Contigs or Scaffolds:Select files that contain reads or assembled sequences.

Figure 4. Prodigal wizard: input page.

Configuration

  • Closed Ends:Force genes to have start and stop codon, partial genes are not reported.
  • Genetic Code:Specify a translation table to use. "auto" will try 11 and then 4 automatically, otherwise the selected genetic code (1-25) will be used.
  • Treat Runs of N as Masked Sequence:Tells Prodigal not to build genes around sequences of Ns.
  • Bypass Shine-Dalgarno Trainer:Bypass Shine-Dalgarno trainer and force a full motif scan.

Figure 5. Prodigal wizard: configuration page.

Output

  • Nucleotide Fasta:Select a file location for the genes multi fasta output.
  • Amino-Acid Fasta:Select a file location for the protein sequences multi fasta output.
  • GFF: Select a file location to save the gene feature format file.

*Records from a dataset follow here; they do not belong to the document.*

PR #113, opened 2015-11-22
Use data attrs when rendering react_components instead of script tags

justin808:
See discussion at #102.

### DIFF
--- a/app/assets/javascripts/react_on_rails.js
+++ b/app/assets/javascripts/react_on_rails.js
@@ -101,7 +101,7 @@
   };
 
   function forEachComponent(fn) {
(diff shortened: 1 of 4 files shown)


justin808:
@ryanaip @alexfedoseev I'm going to go with Ryan's changes for now. There's too many concerns with the next version of TurboLinks to depend on TurboLinks eval'ing the script tag. I tested out the Rails 5 version and it's not there right now, and v3 will probably never be released.

I'm going to make the changes for react-router on this branch as well.

justin808:
@ryanaip Big thanks for this fix.

ryanaip:
Looks good — Glad to help out!

Issue #96, opened 2015-11-12
Bootstrap as an option


yorzi:
My existing Rails application is using Foundation instead of Bootstrap. I am wondering if Bootstrap can be an option in generator, if so, that'd be great.

justin808:
@yorzi We'd like to do that! Any chance you can help us with that?

yorzi:
@justin808 sure, I'd like to contribute something to this gem, but I am not sure where to start.. This might be a good one. :)

justin808:
@robwise and @jbhatab can give you some tips!

yorzi:
@justin808 ok, I will ping them in slack room if I encounter problems.

justin808:
@yorzi, actually @aaronvb would be a great guy to pair with on this one! @aaronvb did the amazing work of getting the generator code going.

robwise:
@yorzi the way I wrote the generators, everything related to Bootstrap is already isolated and put inside its own generator called `bootstrap_generator`. Everything is initiated from the `install_generator`, so follow the lead from the other generator options in that file and you should be able to just not called the bootstrap_generator with a conditional that checks the options, just like the other ones (you'll see if you look at the file).

yorzi:
@robwise let me try to work on that.

PR #119, opened 2015-11-25
Bootstrap as an option for generator

yorzi:
Really busy in whole last week, only start to have some time for #96  

It's not fully ready yet. But I hope to have this PR submitted for people to review and give me feedback, so that I am able to make it better. I still need to adjust/add some rspec testings.

### DIFF
--- a/README.md
+++ b/README.md
@@ -51,6 +51,7 @@ Please see [Getting Started](#getting-started) for how to set up your Rails proj
         + [Bootstrap via Rails Server](#bootstrap-via-rails-server)
         + [Bootstrap via Webpack HMR Dev Server](#bootstrap-via-webpack-hmr-dev-server)
         + [Keeping Custom Bootstrap Configurations Synced](#keeping-custom-bootstrap-configurations-synced)
+        + [Skip Bootstrap Integration](#skip-bootstrap-integration)
     - [Linters](#linters)
         + [JavaScript Linters](#javascript-linters)
         + [Ruby Linters](#ruby-linters)
@@ -213,6 +214,7 @@ Options:
   -j, [--skip-js-linters], [--no-skip-js-linters]      # Skip installing JavaScript linting files
   -L, [--ruby-linters], [--no-ruby-linters]            # Install ruby linting files, tasks, and configs
   -H, [--heroku-deployment], [--no-heroku-deployment]  # Install files necessary for deploying to Heroku
+  -b, [--skip-bootstrap], [--no-skip-bootstrap]        # Skip installing files for bootstrap support
 
 Runtime options:
   -f, [--force]                    # Overwrite files that already exist
@@ -262,6 +264,9 @@ When using the webpack dev server, which does not go through Rails, bootstrap is
 
 #### Keeping Custom Bootstrap Configurations Synced
 Because the webpack dev server and Rails each load Bootstrap via a different file (explained in the two sections immediately above), any changes to the way components are loaded in one file must also be made to the other file in order to keep styling consistent between the two. For example, if an import is excluded in `_bootstrap-custom.scss`, the same import should be excluded in `bootstrap-sass-config.js` so that styling in the Rails server and the webpack dev server will be the same.
+
+#### Skip Bootstrap Integration
+Bootstrap integration is enabled by default, but can be disabled by passing the `--skip-bootstrap` flag (alias `-b`). When you don't need Bootstrap in your existing project, just skip it as needed.
 
 ### Linters
 The React on Rails generator can add linters and their recommended accompanying configurations to your project. There are two classes of linters: ruby linters and JavaScript linters.
--- a/lib/generators/react_on_rails/base_generator.rb
+++ b/lib/generators/react_on_rails/base_generator.rb
@@ -34,6 +34,13 @@ module ReactOnRails
                    desc: "Install ruby linting files, tasks, and configs",
                    aliases: "-L"
 
+      # --skip-bootstrap
+      class_option :skip_bootstrap,
+                   type: :boolean,
+                   default: false,
+                   desc: "Skip integrating Bootstrap and don't initialize files and regarding configs",
+                   aliases: "-b"
+
       def add_hello_world_route
         route "get 'hello_world', to: 'hello_world#index'"
       end
@@ -70,9 +77,6 @@ module ReactOnRails
           //= require generated/vendor-bundle
           //= require generated/app-bundle
 
-          // bootstrap-sprockets depends on generated/vendor-bundle for jQuery.
-          //= require bootstrap-sprockets
-
         DATA
 
         app_js_path = "app/assets/javascripts/application.js"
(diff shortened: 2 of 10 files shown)


justin808:
@robwise Please take a look at this and see if this should go into v1.1.0.

justin808:
@robwise @yorzi We're getting some build failures.

lib/generators/react_on_rails/install_generator.rb
```diff
@@ -34,6 +34,13 @@ class InstallGenerator < Rails::Generators::Base
                    desc: "Install files necessary for deploying to Heroku",
                    aliases: "-H"
 
+      # --bootstrap
+      class_option :bootstrap,
+                   type: :boolean,
+                   default: false,
```
robwise, line 40: I talked to @justin808 and he said he'd prefer if this would default to true

yorzi, line 40: @robwise let me make it default to `true`
@justin808 I will let this PR pass build today.

justin808:
@yorzi, let @robwise and I know when this one is ready.

yorzi:
@justin808 I think it's ready with correct functions and testings. The only concern for now is to document acordingly, but I am not sure where and how to do that correctly. Please take that document thing in mind before merging to your master.

justin808:
@robwise I'll let you take a first review at this, then I'll review.

justin808:
@robwise Let's try to get this wrapped up tomorrow. I'd like to push a version of the generator diffs (prs) to take a look at going basic -> basic + bootstrap.

README.md
```diff
@@ -128,7 +128,7 @@ In most cases, you should use the `prerender: false` (default behavior) with the
 
 Now the server will interpret your JavaScript using [ExecJS](https://github.com/rails/execjs) and pass the resulting HTML to the client. We recommend using [therubyracer](https://github.com/cowboyd/therubyracer) as ExecJS's runtime. The generator will automatically add it to your Gemfile for you.
 
-Note that **server-rendering requires globally exposing your components by setting them to `global`, not `window`** (as is the case with client-rendering). If using the generator, you can pass the `--server-rendering` option to configure your application for server-side rendering. 
+Note that **server-rendering requires globally exposing your components by setting them to `global`, not `window`** (as is the case with client-rendering). If using the generator, you can pass the `--server-rendering` option to configure your application for server-side rendering.
```
robwise, line 132: @justin808 @yorzi  this may be a little unclear, as it makes it sound as though we don't need to expose components to window when server rendering. We still need to do that, just _in addition_ we need to expose to global.

README.md
```diff
@@ -213,6 +213,7 @@ Options:
   -j, [--skip-js-linters], [--no-skip-js-linters]      # Skip installing JavaScript linting files
   -L, [--ruby-linters], [--no-ruby-linters]            # Install ruby linting files, tasks, and configs
   -H, [--heroku-deployment], [--no-heroku-deployment]  # Install files necessary for deploying to Heroku
+  -B, [--bootstrap], [--no-bootstrap]  # Install files necessary for bootstrap support.
```
robwise: @justin808 @yorzi to be consistent with what we've got so far, if the default is that the bootstrap code is generated, and the user would need to specifically pass an option to turn it off, then we should use the `--skip-bootstrap` option not just `bootstrap`, just like how we're using `--skip-js-linters` since by default they are on

lib/generators/react_on_rails/base_generator.rb
```diff
@@ -33,6 +33,13 @@ class BaseGenerator < Rails::Generators::Base # rubocop:disable Metrics/ClassLen
                    desc: "Install ruby linting files, tasks, and configs",
                    aliases: "-L"
 
+      # --bootstrap
+      class_option :bootstrap,
```
robwise: see comment above about `--skip-bootstrap`

robwise:
Just a couple of comments, the biggest thing being using `--skip-bootstrap` as the option instead of `--bootstrap` if by default the bootstrap generator will be run. This is a Rails convention that we were copying as it hints to the user which options are on by default and which are not. 

@yorzi All in all, a very good job—I'm delighted to see that you were able to read the code and change things exactly how they should have been, and without any help! I also liked how you refactored the bootstrap examples tests.

README.md
yorzi, line 132: @robwise I think this doc is not supposed to be updated in this branch. It might because my editor removes an space here.. anyway, can you or @justin808 do this doc updates accordingly?

README.md
yorzi: @robwise this is a good suggestion. Let me update this part. Thanks :)

README.md
justin808, line 132: @yorzi or @robwise we should do something to get rid of trailing spaces.

justin808:
@robwise when you're ready for me to do a final review **after** you have generated the PR of basic to basic + bootstrap, let me know.

robwise:
@justin808 I'm just confused as to what we are recommending the user should be doing when using stylesheets without bootstrap. Can they just use them the normal way you would for a Rails app where they go in `app/assets/stylesheets`, or alternatively, the normal way you would use webpack to require the stylesheets? Both? Are there any special caveats that they will need to watch out for or address?

yorzi:
@robwise good points! I've updated README to include some more explanation for bootstrap option. You or @justin808 can help to reword it with more details if needed.

justin808:
@yorzi Great job!

- [ ] rebase down to a nice commit with a nice message
- [ ] work with Rob to get yours here: https://github.com/shakacode/react_on_rails-generator-results Rob has a script that creates these. Once yours is up, I'll review the diffs.

yorzi:
@justin808 what do you mean by "rebase down to a nice commit with a nice message" here?

@robwise can you help with the generator results or would you let me know how to do that with your script?

justin808:
@yorzi

*  http://gitready.com/advanced/2009/02/10/squashing-commits-with-rebase.html
* https://robots.thoughtbot.com/git-interactive-rebase-squash-amend-rewriting-history
* https://git-scm.com/book/en/v2/Git-Tools-Rewriting-History

robwise:
@yorzi As for the generators, all you need to do is go to `rakelib/examples.yml` and follow the pattern there to generate an example app that passes `--skip-bootstrap`. If it turns out to fail the tests not because it isn't working but because something about the tests expects bootstrap, you can modify the `dev_tests` generator to do something special (such as put a different type of test in the `spec` folder) in the case that `--skip-bootstrap` is passed.

yorzi:
@justin808 oh, I do know the way to rebase and combine commits/logs, so you want me to combine these commits with better git logs, right?

justin808:
Please combine to one commit with nice description that I can use in the change log.

yorzi:
@robwise your guide is to test dummy app, but @justin808 asked for a generator results for diff from here: https://github.com/shakacode/react_on_rails-generator-results . Do I understand something incorrectly?

robwise:
@yorzi You're absolutely right, I misunderstood. I went ahead and took the liberty of modifying my little generator script to generate an app that uses your new option so that we can look at the diffs.

Check it out here:
https://github.com/shakacode/react_on_rails-generator-results-testing/pulls

robwise:
Also I configured rake to generate an example app for you in a branch based off of your changes: https://github.com/shakacode/react_on_rails/blob/bootstrap-as-an-option/rakelib/examples_config.yml#L18

It would probably be easiest if you just manually made this change in your own branch

yorzi:
@robwise :+1: and I added that configuration for sample app .
cc: @justin808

Figure 6. Prodigal wizard: output page.

References

  • Hyatt D., Chen GL., Locascio PF., Land ML., Larimer FW. and Hauser LJ. (2010). Prodigal: prokaryotic gene recognition and translation initiation site identification. BMC bioinformatics, 11, 119.
  • Hyatt D., LoCascio PF., Hauser LJ. and Uberbacher EC. (2012). Gene and translation initiation site prediction in metagenomic sequences. Bioinformatics (Oxford, England), 28(17), 2223-30.
  • Trimble WL., Keegan KP., D'Souza M., Wilke A., Wilkening J., Gilbert J. and Meyer F. (2012). Short-read reading-frame predictors are not created equal: sequence error causes loss of signal. BMC bioinformatics, 13, 183.